§ PROBLEM DETAILS: Filter the material, keeping only lines with the word "parentColocationId".
== DATASET
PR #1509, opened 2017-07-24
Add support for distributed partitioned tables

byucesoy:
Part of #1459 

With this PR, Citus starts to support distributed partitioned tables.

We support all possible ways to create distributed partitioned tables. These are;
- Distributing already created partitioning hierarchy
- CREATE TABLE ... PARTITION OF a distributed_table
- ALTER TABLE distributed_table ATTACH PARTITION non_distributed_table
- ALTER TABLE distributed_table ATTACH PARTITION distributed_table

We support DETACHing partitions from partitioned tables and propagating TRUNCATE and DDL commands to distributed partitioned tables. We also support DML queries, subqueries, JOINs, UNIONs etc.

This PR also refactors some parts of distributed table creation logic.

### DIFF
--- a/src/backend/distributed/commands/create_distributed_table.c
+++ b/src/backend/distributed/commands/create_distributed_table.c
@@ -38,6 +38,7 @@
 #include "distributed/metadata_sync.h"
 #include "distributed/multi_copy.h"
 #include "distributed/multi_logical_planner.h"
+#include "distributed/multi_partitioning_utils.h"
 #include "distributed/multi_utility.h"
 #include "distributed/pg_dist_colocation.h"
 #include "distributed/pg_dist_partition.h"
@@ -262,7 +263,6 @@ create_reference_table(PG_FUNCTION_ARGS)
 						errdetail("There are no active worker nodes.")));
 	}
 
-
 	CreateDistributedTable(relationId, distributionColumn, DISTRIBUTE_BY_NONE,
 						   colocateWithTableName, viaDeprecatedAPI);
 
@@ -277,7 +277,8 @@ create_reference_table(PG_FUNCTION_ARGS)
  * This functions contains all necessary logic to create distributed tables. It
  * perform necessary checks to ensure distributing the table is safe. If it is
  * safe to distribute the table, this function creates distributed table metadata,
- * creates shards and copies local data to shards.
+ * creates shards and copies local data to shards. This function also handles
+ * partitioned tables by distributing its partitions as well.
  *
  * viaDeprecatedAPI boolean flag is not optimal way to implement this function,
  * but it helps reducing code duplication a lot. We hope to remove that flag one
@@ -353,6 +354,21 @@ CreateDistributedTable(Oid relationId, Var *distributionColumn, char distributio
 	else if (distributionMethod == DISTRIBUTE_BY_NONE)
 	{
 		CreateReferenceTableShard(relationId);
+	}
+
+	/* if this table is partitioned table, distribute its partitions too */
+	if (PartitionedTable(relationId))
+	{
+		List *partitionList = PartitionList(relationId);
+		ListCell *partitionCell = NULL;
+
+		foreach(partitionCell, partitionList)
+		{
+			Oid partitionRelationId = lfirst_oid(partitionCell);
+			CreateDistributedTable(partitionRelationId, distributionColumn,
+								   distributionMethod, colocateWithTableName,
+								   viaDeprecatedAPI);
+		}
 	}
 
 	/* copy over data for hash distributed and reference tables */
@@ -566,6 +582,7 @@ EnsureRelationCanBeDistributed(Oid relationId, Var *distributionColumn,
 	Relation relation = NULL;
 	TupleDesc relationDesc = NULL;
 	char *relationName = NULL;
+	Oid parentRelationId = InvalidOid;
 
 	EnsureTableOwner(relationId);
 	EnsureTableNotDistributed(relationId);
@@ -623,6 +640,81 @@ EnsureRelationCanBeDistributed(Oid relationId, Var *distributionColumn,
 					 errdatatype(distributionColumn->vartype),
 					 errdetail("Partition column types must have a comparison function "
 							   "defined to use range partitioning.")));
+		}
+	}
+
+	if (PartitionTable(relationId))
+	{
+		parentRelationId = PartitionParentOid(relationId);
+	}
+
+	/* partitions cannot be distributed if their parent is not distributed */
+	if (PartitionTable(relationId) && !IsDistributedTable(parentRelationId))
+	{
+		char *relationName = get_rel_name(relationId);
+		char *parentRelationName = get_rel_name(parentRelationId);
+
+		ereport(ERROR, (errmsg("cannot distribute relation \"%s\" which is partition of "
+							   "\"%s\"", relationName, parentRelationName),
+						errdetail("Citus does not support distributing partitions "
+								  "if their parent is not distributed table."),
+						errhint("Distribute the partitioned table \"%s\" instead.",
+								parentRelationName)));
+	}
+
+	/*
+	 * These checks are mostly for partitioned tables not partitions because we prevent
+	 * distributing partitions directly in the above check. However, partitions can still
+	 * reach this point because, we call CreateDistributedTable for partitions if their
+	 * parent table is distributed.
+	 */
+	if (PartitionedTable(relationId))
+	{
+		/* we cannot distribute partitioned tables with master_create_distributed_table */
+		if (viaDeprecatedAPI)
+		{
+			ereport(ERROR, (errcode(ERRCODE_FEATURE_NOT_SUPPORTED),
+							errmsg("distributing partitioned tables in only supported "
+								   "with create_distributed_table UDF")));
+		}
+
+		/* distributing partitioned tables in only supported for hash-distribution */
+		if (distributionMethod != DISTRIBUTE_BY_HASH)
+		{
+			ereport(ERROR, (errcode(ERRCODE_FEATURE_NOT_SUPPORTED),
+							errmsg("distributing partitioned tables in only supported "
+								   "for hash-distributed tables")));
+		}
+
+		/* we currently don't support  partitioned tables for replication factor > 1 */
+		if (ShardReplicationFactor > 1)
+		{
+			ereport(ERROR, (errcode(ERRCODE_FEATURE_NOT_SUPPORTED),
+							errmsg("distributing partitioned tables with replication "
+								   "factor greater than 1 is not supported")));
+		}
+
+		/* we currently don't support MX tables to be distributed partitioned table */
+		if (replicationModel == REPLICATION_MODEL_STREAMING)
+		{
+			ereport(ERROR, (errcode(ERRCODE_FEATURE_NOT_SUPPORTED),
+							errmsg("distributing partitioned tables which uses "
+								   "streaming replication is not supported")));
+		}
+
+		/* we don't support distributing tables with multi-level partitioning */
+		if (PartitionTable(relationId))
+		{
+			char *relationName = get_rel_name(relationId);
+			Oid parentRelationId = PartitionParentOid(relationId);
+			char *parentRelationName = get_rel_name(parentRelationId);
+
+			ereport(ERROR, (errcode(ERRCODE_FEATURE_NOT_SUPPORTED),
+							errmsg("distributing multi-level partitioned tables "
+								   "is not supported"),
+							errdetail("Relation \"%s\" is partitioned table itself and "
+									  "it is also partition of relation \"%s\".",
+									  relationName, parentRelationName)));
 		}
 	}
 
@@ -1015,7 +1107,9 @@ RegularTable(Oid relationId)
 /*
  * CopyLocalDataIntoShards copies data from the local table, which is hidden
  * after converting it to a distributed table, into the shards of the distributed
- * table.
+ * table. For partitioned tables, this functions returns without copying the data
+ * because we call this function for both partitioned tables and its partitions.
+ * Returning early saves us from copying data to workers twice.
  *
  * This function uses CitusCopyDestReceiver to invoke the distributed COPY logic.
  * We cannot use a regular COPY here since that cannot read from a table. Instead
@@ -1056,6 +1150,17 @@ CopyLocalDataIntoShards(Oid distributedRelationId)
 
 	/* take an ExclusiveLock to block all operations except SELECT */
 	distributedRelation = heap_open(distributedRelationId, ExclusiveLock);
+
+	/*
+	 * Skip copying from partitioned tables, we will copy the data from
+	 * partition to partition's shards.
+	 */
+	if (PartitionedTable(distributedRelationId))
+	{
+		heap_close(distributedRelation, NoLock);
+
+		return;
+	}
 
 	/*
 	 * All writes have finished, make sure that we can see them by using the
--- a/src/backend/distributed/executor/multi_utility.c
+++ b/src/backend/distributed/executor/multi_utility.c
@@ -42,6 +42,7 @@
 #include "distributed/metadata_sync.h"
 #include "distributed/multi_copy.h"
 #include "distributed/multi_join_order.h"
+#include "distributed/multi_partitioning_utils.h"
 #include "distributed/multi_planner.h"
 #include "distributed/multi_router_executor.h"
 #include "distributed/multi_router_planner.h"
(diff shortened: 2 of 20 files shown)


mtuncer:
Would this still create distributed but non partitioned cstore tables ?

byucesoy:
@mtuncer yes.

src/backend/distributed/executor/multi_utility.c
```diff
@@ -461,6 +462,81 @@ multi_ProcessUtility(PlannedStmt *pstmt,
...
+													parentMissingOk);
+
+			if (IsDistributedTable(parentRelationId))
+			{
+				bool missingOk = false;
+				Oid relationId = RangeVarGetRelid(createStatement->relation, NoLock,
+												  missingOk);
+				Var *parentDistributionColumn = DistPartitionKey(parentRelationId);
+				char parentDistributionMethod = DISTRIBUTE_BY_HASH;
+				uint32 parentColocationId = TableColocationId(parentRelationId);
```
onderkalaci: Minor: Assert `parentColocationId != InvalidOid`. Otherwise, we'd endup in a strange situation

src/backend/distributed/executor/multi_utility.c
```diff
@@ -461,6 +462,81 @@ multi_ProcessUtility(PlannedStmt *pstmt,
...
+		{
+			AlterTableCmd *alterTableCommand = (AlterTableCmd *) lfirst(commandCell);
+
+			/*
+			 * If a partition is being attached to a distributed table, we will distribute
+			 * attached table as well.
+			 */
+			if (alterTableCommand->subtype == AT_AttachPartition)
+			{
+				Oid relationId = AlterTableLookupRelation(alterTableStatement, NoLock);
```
====
== DATASET
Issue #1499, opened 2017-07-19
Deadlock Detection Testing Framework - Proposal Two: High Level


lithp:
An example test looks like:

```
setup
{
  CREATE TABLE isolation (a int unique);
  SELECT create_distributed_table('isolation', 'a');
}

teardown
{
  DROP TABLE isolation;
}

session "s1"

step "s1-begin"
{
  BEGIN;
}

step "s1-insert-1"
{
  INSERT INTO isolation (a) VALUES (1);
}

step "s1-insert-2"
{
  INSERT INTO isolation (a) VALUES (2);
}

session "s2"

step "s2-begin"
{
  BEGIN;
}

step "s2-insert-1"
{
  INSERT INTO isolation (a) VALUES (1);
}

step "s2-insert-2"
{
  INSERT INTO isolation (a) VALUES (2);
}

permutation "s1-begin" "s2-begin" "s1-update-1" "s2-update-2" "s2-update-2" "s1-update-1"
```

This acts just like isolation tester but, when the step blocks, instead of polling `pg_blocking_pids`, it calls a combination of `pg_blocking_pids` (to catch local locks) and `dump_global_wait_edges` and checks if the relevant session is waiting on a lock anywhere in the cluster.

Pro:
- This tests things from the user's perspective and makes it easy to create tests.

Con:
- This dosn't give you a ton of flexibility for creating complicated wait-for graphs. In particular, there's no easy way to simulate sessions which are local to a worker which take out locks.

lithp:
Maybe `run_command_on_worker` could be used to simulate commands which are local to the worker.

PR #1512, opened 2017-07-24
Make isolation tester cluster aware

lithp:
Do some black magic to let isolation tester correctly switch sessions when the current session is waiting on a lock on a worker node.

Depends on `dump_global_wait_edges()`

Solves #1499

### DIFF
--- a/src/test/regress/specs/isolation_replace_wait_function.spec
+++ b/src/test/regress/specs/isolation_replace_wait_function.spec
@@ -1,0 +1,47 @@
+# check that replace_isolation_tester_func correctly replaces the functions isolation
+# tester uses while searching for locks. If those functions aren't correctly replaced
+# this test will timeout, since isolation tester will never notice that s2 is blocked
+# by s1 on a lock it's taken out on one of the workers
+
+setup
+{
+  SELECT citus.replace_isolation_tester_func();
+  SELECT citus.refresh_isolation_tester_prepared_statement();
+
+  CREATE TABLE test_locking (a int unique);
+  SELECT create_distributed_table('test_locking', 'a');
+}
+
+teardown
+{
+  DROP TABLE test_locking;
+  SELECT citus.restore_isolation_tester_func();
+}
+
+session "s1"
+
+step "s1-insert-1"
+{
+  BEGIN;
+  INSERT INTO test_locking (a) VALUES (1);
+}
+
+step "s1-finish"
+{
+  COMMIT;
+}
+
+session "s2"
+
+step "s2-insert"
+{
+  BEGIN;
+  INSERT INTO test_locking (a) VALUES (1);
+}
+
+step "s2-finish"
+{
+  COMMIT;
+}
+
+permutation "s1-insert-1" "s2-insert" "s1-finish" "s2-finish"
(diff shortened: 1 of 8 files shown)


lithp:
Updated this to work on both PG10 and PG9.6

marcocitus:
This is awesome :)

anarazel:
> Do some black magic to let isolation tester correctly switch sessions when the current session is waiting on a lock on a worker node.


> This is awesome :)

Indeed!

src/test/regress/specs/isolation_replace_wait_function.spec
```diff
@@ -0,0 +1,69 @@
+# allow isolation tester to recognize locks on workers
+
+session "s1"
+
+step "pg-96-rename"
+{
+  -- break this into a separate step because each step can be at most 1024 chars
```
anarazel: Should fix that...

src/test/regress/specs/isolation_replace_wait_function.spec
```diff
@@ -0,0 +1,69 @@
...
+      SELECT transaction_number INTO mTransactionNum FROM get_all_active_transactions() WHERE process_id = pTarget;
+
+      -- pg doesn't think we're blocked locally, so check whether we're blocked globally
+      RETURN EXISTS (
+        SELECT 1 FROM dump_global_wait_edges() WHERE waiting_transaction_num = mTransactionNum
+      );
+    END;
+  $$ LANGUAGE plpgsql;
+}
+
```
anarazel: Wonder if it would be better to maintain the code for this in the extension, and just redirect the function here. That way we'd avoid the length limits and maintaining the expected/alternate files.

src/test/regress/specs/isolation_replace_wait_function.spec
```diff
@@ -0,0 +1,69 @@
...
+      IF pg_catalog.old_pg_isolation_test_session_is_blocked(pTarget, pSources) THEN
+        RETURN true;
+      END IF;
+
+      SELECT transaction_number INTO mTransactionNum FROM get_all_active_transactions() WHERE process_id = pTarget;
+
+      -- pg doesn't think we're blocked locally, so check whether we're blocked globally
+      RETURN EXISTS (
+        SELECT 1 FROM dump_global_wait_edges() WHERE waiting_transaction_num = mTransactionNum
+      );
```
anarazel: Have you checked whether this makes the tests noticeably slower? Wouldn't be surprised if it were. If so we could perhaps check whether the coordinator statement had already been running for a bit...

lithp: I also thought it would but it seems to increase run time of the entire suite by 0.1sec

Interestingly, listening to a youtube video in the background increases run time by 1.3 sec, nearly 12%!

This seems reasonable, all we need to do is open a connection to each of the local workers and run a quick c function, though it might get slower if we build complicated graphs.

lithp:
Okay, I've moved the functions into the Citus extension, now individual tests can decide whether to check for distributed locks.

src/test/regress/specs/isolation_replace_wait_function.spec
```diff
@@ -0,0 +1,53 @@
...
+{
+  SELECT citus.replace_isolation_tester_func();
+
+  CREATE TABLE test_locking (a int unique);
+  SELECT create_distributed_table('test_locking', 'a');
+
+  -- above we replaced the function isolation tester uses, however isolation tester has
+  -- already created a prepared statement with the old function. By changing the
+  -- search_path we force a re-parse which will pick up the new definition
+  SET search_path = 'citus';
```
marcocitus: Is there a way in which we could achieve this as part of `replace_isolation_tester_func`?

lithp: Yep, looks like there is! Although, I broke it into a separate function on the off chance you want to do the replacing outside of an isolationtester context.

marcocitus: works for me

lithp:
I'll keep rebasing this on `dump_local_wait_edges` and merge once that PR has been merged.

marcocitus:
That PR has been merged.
====
§ SOLUTION:
+				uint32 parentColocationId = TableColocationId(parentRelationId);
onderkalaci: Minor: Assert `parentColocationId != InvalidOid`. Otherwise, we'd endup in a strange situation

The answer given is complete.